--- TASK INPUT ---
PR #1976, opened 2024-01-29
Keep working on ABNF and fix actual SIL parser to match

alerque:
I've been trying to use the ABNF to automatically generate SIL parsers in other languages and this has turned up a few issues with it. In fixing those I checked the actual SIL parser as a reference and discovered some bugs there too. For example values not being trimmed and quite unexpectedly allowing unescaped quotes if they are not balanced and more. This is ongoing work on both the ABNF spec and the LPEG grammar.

---

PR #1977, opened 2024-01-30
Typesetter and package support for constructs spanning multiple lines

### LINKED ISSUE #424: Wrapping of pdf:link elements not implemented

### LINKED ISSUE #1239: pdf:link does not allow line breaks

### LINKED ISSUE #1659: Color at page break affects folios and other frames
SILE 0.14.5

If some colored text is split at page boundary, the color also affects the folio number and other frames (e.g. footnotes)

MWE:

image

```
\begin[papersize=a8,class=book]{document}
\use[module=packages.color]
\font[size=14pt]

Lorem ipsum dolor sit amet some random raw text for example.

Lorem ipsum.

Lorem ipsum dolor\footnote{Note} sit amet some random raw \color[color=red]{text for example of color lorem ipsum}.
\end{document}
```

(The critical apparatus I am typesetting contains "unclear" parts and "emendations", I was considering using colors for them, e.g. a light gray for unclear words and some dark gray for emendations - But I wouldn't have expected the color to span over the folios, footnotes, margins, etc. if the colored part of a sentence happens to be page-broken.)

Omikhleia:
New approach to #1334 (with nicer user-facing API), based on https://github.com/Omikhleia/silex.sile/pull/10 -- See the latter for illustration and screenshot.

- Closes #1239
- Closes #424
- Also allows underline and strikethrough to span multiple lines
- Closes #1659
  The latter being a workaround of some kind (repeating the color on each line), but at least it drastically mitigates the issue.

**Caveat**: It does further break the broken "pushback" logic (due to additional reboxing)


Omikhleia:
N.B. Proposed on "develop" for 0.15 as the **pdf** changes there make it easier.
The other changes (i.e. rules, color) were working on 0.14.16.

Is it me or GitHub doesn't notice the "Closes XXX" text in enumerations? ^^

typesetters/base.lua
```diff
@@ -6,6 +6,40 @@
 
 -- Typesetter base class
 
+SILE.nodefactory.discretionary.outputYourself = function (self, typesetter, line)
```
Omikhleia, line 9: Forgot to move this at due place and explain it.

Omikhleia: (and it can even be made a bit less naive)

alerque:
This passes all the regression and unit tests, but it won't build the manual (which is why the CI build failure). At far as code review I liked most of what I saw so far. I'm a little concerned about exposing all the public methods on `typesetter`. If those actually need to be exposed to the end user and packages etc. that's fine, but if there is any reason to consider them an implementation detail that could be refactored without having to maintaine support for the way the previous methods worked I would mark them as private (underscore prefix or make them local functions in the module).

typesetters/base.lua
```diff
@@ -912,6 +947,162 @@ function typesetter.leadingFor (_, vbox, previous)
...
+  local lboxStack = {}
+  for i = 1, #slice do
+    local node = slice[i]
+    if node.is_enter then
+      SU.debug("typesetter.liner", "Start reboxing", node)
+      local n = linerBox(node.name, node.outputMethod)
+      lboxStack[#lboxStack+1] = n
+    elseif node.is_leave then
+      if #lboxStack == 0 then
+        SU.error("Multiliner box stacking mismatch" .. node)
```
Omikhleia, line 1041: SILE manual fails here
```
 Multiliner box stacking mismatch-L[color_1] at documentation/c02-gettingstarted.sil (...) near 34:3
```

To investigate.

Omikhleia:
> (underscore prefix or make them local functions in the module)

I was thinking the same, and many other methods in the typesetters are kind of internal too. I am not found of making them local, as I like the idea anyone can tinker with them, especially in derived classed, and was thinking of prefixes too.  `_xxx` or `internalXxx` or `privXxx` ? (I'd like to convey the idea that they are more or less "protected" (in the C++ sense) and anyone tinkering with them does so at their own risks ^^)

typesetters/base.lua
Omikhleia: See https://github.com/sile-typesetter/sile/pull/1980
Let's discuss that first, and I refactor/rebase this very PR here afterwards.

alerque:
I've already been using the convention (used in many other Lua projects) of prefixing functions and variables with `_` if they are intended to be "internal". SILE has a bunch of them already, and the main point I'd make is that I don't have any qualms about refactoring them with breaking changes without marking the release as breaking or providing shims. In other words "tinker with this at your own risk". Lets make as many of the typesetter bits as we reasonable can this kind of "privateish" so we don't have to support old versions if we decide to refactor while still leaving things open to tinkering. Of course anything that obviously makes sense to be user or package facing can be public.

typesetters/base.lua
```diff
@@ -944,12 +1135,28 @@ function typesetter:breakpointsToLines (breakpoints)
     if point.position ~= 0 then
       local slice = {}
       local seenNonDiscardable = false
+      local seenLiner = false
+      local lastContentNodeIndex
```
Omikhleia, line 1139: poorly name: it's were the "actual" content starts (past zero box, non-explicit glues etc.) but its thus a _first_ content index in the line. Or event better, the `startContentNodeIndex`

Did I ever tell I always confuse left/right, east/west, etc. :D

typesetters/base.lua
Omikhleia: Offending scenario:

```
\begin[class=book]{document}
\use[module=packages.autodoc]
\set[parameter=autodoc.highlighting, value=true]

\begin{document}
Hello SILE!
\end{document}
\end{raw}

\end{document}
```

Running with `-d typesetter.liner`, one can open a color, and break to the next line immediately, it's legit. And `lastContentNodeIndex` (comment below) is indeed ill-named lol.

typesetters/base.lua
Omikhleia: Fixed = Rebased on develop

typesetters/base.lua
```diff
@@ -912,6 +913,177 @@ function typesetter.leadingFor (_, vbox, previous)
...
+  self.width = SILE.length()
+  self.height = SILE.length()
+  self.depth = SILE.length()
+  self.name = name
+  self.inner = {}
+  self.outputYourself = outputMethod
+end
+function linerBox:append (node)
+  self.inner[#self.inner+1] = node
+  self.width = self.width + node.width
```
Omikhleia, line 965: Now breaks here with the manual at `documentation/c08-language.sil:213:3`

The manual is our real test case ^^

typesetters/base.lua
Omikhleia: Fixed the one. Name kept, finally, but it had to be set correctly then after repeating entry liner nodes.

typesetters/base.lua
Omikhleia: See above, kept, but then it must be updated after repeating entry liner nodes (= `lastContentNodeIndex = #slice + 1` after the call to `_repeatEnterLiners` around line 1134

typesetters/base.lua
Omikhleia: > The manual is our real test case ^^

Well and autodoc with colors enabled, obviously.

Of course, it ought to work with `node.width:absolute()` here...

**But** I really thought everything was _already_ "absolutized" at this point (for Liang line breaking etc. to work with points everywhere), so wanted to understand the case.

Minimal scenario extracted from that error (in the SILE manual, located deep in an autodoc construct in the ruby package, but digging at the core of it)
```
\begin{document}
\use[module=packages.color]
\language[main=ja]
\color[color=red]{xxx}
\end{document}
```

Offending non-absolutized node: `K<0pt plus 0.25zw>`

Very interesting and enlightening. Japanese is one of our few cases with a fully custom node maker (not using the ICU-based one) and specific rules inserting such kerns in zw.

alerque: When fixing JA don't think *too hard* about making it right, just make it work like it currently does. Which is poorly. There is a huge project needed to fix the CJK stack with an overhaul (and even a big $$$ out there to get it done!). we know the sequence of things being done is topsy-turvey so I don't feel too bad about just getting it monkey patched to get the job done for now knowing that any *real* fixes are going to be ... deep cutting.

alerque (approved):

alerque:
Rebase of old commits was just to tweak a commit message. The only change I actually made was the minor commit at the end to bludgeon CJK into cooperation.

* * *

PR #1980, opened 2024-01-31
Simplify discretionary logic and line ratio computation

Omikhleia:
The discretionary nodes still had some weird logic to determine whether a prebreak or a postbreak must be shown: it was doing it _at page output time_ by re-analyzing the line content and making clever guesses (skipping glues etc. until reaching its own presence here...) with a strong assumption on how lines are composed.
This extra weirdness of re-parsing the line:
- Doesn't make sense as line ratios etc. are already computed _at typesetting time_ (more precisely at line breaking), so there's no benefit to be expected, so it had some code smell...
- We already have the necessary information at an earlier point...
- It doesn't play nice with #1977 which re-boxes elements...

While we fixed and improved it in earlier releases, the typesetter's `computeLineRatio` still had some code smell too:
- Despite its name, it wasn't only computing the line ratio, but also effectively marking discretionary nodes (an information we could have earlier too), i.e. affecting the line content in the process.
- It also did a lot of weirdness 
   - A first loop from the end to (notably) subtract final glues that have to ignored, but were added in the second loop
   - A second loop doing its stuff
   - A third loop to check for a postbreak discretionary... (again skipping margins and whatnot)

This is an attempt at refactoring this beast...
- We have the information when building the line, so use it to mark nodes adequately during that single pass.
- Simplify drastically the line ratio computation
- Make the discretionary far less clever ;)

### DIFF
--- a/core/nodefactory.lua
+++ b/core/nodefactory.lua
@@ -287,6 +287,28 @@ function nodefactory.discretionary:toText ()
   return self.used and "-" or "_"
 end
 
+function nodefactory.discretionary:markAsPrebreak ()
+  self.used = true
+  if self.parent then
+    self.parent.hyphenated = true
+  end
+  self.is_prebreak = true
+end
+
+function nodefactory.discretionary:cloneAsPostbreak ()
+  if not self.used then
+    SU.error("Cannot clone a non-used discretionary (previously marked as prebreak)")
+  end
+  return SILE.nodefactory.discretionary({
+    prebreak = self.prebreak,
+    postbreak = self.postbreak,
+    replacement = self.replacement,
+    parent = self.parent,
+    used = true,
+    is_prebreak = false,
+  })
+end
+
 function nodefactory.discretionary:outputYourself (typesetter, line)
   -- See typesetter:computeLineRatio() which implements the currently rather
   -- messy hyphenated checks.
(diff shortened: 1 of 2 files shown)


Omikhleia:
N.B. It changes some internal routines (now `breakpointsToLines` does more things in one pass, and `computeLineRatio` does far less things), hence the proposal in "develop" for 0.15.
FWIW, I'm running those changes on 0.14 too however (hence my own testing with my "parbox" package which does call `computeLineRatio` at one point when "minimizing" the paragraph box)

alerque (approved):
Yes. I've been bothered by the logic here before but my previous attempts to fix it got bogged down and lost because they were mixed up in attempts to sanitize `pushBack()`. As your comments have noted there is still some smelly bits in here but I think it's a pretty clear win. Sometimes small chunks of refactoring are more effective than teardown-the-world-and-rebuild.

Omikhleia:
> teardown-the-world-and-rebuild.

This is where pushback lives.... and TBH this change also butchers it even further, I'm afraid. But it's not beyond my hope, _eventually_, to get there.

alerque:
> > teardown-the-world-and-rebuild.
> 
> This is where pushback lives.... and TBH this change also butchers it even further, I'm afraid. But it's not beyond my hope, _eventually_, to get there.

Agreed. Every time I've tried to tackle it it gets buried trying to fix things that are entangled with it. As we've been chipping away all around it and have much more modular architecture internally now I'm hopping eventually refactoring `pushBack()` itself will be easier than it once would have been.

--- REQUIREMENT ---
Whenever "loop" occurs in a line above, copy that line.

--- EXERCISE OUTPUT ---
   - A first loop from the end to (notably) subtract final glues that have to ignored, but were added in the second loop
   - A second loop doing its stuff
   - A third loop to check for a postbreak discretionary... (again skipping margins and whatnot)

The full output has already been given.